• [Your assignment]: Filter these records by the string "name", copying each line that holds it.
%%
PR #806, opened 2018-03-22
RC form tweaks

mattandrews:
This still needs the arrow button, but free to review otherwise.

This change contains: 

- tweaks to some Unusual Capitalisation In Forms
- adds RC branding/title to pages
- Adds a few fields (project location and additional organisations)

Have at it!

### DIFF
--- a/assets/sass/components/buttons.scss
+++ b/assets/sass/components/buttons.scss
@@ -249,6 +249,22 @@ $btnConf: (
     }
 }
 
+
+
+.btn--next {
+    background-image: arrow-btn();
+    background-size: contain;
+    background-repeat: no-repeat;
+    background-position: center left;
+    min-width: 158px;
+    background-color: transparent;
+    @include on-interact {
+        background-color: transparent;
+        background-image: arrow-btn(darken(palette('blue'), 15%));
+    }
+}
+
+
 /* =========================================================================
    Button Group
    ========================================================================= */
--- a/controllers/apply/forms/reaching-communities-form.js
+++ b/controllers/apply/forms/reaching-communities-form.js
@@ -218,40 +218,44 @@ formModel.registerSuccessStep({
              * Render a Nunjucks template to a string and
              * convert the string to inline HTML
              */
-            app.render('emails/applicationSummary', {
-                summary: summary,
-                form: formModel,
-                data: flatData
-            }, (errorRenderingTemplate, html) => {
+            app.render(
+                'emails/applicationSummary',
+                {
+                    summary: summary,
+                    form: formModel,
+                    data: flatData
+                },
+                (errorRenderingTemplate, html) => {
+                    if (errorRenderingTemplate) {
+                        return reject(errorRenderingTemplate);
+                    }
 
-                if (errorRenderingTemplate) {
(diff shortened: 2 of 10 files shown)


controllers/apply/forms/reaching-communities-form.js
```diff
@@ -203,40 +225,44 @@ formModel.registerSuccessStep({
...
-            app.render('emails/applicationSummary', {
-                summary: summary,
-                form: formModel,
-                data: flatData
-            }, (errorRenderingTemplate, html) => {
-
-                if (errorRenderingTemplate) {
-                    return reject(errorRenderingTemplate);
-                }
+            app.render(
```
mattandrews: Every change to this file below this line is a `prettier`/whitespace tweak, not a proper change.

controllers/apply/forms/reaching-communities-form.js
```diff
@@ -100,70 +100,92 @@ formModel.registerStep({
                             }
                         });
                     }
+                },
+                {
+                    type: 'text',
+                    name: 'project-location',
+                    label: "In your own words, describe the location(s) that you'll be running your project(s) in",
+                    placeholder: 'eg. "Newtown community centre" or "Alfreton, Derby and Ripley"',
```
davidrapson: It's a little odd to have a Newtown as an example when this programme is for England only.

controllers/apply/forms/reaching-communities-form.js
```diff
@@ -100,70 +100,92 @@ formModel.registerStep({
...
                     validator: function(field) {
                         return check(field.name)
                             .trim()
                             .not()
                             .isEmpty()
                             .withMessage('Organisation must be provided');
                     }
+                },
+                {
+                    type: 'text',
```
davidrapson: Does this do anything yet?

mattandrews: How do you mean? It outputs an `<input type="text" />` field...?

assets/sass/components/buttons.scss
```diff
@@ -249,6 +249,22 @@ $btnConf: (
     }
 }
 
+
+
+.btn--next {
+    background-image: arrow-btn();
```
davidrapson: Thinking about it, maybe css clip-paths are the way to go here. e.g. http://bennettfeely.com/clippy/
That's the way all the wonky stuff on https://membership.theguardian.com/ was done.

davidrapson:
👍 Changes looks good, parameter store stuff makes sense. Would be good to come back and get some more tests in for this code, but good to merge.

assets/sass/components/buttons.scss
mattandrews: Just looking into this. Here's the best I could manage:
image

(using `clip-path: polygon(0% 0%, 80% 0%, 95% 50%, 80% 100%, 0% 100%)`)

The original one, though, has a rounded edge on the arrow:

image

[Apparently](https://stackoverflow.com/questions/31765345/how-to-round-out-corners-when-using-css-clip-path), though, you can't easily round corners using CSS clip-path (other than literally draw each point in the corner). Not sure how much of a compromise we can make here.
%%
• [Response]:
+                    name: 'project-location',
                         return check(field.name)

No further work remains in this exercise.